### Given records
==*==
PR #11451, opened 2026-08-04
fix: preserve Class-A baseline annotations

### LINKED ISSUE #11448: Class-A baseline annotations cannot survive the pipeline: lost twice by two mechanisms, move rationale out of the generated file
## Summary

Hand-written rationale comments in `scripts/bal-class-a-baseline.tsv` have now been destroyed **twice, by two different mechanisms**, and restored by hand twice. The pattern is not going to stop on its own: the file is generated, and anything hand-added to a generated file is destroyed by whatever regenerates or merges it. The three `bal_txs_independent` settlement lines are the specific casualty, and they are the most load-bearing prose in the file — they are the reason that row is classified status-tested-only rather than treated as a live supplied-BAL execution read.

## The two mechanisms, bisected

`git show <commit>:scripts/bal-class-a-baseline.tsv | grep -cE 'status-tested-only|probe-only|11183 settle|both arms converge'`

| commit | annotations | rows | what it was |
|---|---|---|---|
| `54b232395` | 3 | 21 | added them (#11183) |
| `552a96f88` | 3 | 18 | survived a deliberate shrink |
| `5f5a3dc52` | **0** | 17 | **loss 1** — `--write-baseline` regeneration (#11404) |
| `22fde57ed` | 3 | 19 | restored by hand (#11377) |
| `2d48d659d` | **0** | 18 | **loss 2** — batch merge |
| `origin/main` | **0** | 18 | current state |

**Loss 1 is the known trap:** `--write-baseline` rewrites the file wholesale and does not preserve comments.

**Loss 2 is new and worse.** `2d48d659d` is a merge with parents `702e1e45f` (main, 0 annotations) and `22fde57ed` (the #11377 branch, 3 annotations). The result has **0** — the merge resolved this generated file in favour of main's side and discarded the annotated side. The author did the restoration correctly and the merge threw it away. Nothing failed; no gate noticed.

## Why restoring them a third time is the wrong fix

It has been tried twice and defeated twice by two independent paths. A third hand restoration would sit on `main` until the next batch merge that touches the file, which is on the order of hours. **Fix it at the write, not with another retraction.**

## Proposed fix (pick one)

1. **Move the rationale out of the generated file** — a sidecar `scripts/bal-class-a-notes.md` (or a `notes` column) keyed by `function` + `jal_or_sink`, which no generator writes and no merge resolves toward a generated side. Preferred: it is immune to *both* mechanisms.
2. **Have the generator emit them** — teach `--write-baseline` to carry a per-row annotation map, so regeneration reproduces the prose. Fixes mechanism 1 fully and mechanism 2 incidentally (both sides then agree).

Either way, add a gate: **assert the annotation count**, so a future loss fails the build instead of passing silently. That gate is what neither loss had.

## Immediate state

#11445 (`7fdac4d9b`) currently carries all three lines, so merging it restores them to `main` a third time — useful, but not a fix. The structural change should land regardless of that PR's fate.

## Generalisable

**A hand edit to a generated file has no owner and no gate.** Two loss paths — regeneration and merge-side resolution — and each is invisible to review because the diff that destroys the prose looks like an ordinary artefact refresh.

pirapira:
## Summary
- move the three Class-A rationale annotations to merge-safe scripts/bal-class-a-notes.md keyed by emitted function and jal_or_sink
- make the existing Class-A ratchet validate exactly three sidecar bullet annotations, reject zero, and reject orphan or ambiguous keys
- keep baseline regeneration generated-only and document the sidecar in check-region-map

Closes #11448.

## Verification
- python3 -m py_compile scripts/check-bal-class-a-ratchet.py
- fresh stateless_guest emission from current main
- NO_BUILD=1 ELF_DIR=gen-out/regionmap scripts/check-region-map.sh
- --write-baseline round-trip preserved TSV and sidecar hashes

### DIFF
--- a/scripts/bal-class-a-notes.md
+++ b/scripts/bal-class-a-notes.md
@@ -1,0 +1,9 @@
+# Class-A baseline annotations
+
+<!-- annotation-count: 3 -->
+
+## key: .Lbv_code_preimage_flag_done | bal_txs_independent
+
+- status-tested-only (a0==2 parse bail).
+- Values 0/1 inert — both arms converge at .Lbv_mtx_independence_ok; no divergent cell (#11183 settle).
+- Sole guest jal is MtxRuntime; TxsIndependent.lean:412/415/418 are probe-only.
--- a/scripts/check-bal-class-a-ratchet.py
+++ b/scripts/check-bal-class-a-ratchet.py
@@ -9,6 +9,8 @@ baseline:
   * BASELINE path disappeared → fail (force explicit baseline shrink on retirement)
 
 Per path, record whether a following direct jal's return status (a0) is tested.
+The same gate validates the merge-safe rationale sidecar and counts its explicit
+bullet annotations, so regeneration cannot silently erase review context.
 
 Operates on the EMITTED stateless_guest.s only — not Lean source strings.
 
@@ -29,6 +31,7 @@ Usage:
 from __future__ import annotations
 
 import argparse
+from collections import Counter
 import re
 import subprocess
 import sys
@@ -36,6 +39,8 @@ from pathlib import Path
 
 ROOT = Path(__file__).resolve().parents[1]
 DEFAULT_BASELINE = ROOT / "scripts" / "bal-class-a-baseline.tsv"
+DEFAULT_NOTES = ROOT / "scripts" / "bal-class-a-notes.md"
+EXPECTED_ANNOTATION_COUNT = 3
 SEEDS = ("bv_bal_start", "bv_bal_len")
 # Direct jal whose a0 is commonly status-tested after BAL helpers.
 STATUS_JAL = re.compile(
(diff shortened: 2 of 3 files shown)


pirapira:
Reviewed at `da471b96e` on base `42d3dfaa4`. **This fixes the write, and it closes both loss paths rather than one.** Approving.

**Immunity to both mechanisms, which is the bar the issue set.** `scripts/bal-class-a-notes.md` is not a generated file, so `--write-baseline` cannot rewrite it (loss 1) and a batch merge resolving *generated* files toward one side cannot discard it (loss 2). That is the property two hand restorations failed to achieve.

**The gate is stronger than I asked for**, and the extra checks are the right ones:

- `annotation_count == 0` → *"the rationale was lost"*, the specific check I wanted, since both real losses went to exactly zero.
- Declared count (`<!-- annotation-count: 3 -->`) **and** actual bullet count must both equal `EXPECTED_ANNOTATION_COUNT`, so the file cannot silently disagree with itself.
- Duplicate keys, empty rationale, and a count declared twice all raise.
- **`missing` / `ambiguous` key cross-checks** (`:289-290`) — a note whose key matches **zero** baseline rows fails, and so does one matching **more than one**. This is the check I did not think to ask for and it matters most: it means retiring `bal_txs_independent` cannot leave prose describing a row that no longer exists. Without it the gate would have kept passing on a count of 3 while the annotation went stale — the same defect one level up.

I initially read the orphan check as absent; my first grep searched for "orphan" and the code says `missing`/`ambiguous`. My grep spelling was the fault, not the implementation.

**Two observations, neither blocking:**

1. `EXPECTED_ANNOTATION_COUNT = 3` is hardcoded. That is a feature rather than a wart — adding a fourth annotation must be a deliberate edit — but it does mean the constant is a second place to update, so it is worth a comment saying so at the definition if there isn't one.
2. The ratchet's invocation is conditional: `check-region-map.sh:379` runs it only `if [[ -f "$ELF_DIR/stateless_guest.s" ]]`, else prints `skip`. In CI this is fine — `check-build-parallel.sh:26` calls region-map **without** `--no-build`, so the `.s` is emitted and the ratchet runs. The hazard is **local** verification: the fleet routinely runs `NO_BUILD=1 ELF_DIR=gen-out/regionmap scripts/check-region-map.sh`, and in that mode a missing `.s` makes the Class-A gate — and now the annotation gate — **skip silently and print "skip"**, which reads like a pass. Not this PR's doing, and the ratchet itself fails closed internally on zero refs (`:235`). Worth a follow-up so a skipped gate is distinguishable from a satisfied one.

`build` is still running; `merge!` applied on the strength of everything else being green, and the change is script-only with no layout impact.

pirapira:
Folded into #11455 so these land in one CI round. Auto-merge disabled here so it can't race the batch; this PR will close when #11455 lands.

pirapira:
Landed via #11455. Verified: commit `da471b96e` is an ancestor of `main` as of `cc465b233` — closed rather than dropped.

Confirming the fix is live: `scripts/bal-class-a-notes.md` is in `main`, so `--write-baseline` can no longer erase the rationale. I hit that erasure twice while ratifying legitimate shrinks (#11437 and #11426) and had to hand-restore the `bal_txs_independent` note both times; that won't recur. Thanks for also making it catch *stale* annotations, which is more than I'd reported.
==*==
### Assignment
Starting with the line with "I initially read" above and going on through the line with "there isn't one.", transcribe every line exactly, both ends included, and add nothing.

### Reply
I initially read the orphan check as absent; my first grep searched for "orphan" and the code says `missing`/`ambiguous`. My grep spelling was the fault, not the implementation.

**Two observations, neither blocking:**

1. `EXPECTED_ANNOTATION_COUNT = 3` is hardcoded. That is a feature rather than a wart — adding a fourth annotation must be a deliberate edit — but it does mean the constant is a second place to update, so it is worth a comment saying so at the definition if there isn't one.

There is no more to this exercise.